Los sacerdotes deben abrazar la condición humana con ojos de fe, encontrando a Dios en medio de las debilidades propias y ajenas. Aquí, el Padre Ryan Mutayomba, O.F.M.Conv. celebra el sacramento de la Reconciliación en la Basílica y Santuario Nacional de Nuestra Señora de la Consolación en Carey, Ohio. (Foto cortesía de los Frailes Franciscanos Conventuales)


HACE AÑOS estuve en una reunión de familiares a los que no veo a menudo. Mientras hablaba con mi prima y su marido, su hija de siete años se acercó y se sentó en su regazo. En una pausa de nuestra conversación, la pequeña Megan se inclinó hacia mí y me dijo: “ Tú eres el cura, ¿verdad?”

“Ese soy yo.”

“Bien”, dijo, y sus ojos se encendieron de expectación. “Dime todo lo que sabes sobre Dios.”

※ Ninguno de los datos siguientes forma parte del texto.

PR #153, opened 2022-07-14
Added Set_Iconification, missing Numpad_Lock key

Cre8or:

- add the window primitive `Set_Iconification`, using the (already implemented) Glfw API procedures `Iconify_Window` and `Restore_Window`
- add a missing value `Numapad_Lock` (key code 282) to `Glfw.Input.Keys.Key`, thus fixing a potential crash when the Numpad lock button is pressed ([gist to reproduce the constraint error)](https://gist.github.com/Cre8or/9e1bfead3726e63644b37e01b8c6c67d).

Requires Glfw 3.3 or higher.

For context, I came across this while binding to ImGui and only discovered the issue through sheer luck (well, through overexcited button mashing resulting in a constraint error). It might be a good idea to take a close look at what keys Glfw defines to see if anything else is missing, though from further button mashing experiments I have been unable to reproduce the issue after my commits. 😛


flyx:
This looks simple enough to merge it directly. Thanks!

Considering the keys, I assume this happened due to GLFW adding support for more keys after I wrote this binding. Sadly, what is „safe“ in C world (adding some new enum value) because you'll just get a value that doesn't match anything you'd expect, is an API break in Ada because it actually checks whether the value is known.

I won't evaluate whether additional keys are missing since am currently considering archiving this project. I can't support it anymore with reasonable effort from an aarch64-darwin system.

Me sentí abrumado por el asombro y el deseo de esta niña de siete años. Por supuesto, no había tiempo suficiente—ni ahora ni entonces—para contarle todo lo que sabía sobre Dios. Y su pregunta me recordó que lo que sé de Dios siempre será bastante limitado. Pero, como sacerdote, estoy comprometido a aprender todo lo que pueda sobre nuestro Dios y a compartirlo con los demás, especialmente a través de los sacramentos.

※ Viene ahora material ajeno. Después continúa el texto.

PR #1858, opened 2021-10-13
Admin Events filter by Funded vs Not Funded

garyhtou:
#1625. related to old PR #1627


app/controllers/admin_controller.rb
```diff
@@ -110,26 +110,28 @@ def events
...
-    states = []
-    states << "pending" if @pending
-    states << "unapproved" if @unapproved
-    states << "approved" if @approved
+    relation = relation.transparent if @transparent
+    relation = relation.omitted if @omitted
+    relation = relation.hidden if @hidden == 'hidden'
+    relation = relation.not_hidden if @hidden == 'not_hidden'
+    relation = relation.where(id: relation.funded_array.pluck(:id)) if @funded == 'funded'
+    relation = relation.where(id: relation.not_funded_array.pluck(:id)) if @funded == 'not_funded'
```
garyhtou: @maxwofford I FIGURED IT OUT 😄!!!! it was a shower thought where I realized that I can pluck the ids and use them in a where statement hahaha

MelSmith104:
@garyhtou this is EXACTLY what i was looking for, thank you! 

2 quick notes:
- omitted filter always goes back to "both" even though i select "not omitted" - not sure what's going on here
- the page feels slower to load than before

Awesome job! this is crazy helpful for us :)

maxwofford:
@garyhtou #1865 should speed this up

maxwofford:
Commenting here, brought up in bank sync call, this is fine to merge

maxwofford (approved):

Ser un buen sacerdote comienza, ante todo, con esa relación con Dios—aprender y experimentar todo lo posible, amar y ser amado por un Dios que es a la vez inmanente—con nosotros— y trascendente—más allá de nosotros. Es un proceso continuo y vivo con muchas facetas, y siempre empieza con la oración.

Orar y predicar

La oración es el ancla para todo sacerdote. Su oración personal es un tiempo de solaz y silencio en la presencia de Dios. También es un tiempo de palabras—palabras dichas de la manera que mejor nutre la relación de ese sacerdote. El elemento crucial es que el sacerdote dedique realmente tiempo a la oración personal. Puede parecer extraño hacer este comentario, pero las constantes exigencias del ministerio y las muchas ocasiones para la oración pública pueden fácilmente interrumpir el tiempo de oración personal con Dios.

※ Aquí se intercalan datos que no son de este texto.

PR #1860, opened 2021-10-14
Enforce restrictions for disputing transactions

garyhtou:
#1859

Stripe has some conditions on disputing card transactions. One of these conditions is that the transaction must not be captured more than 110 days ago — otherwise, it can no longer be disputed.

Here are the things I've enforced:
- Stripe transactions older than **90** days can't be disputed. This gives Ops a 20-day buffer (from Stripe's 110-day restriction) to work with the disputer to submit a dispute to Stripe.
- Bank account transactions older than **90** days (this number is arbitrary) can't be disputed.
  - Bank account transactions that are positive can always be disputed. This helps in the case that Ops misassigns some money (such as an incoming check)
- Donations (and Partner Donations) can be disputed at any time — disputing a donation would be refunding it to the donor.

The normal dispute flow remains unchanged for the user — besides an unnoticeable architectural change: The "Dispute this transaction" link no longer links directly to AirTable. instead, it's linked to `/hcb/:id/dispute` which then redirects to the AirTable form if it can be disputed.

## Disputing a Stripe transaction older than 90 days
Screen Shot 2021-10-13 at 8 06 38 PM

## Disputing a negative Bank account transaction older than 90 days
image

## Disputing an unsupported transaction (such as ACH)
Any user-initiated transaction is unsupported (such as ACH, Checks, etc. — PayPal and Wires are disputable since Bank recognizes those as bank account transactions)
This is a fail-safe since "Dispute this transaction" links are not shown on unsupported transactions.
image


maxwofford:
This is great! @MelSmith104-- let's sit down sometime and go over this

MelSmith104:
@garyhtou this lgtm - literally perfect - awesome job!!!!!!!

maxwofford:
Go ahead and merge when ready @garyhtou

Cuando el difunto cardenal Joseph Bernardin era arzobispo de Cincinnati, se dio cuenta—con la ayuda de tres jóvenes sacerdotes—de que necesitaba más tiempo de calidad con Dios. Decidió dedicar la primera hora de cada día a la oración y la meditación. Con todas las exigencias de ser pastor de un gran rebaño, fue esa hora, escribió más tarde, la que lo sostuvo durante todo el día y lo convirtió en un buen sacerdote y obispo.

La oración personal siempre informa y enriquece la oración pública, y viceversa. Para un sacerdote diocesano, el antiguo régimen de salmos y oraciones de la Liturgia de las Horas es ante todo una oración privada. Para los sacerdotes que pertenecen a una orden religiosa, es una oración rezada con los miembros de su comunidad. La Liturgia de las Horas es la oración de la Iglesia, el eje de otras oraciones y liturgias públicas, y es esencial para que los sacerdotes desarrollen una relación más profunda con Dios.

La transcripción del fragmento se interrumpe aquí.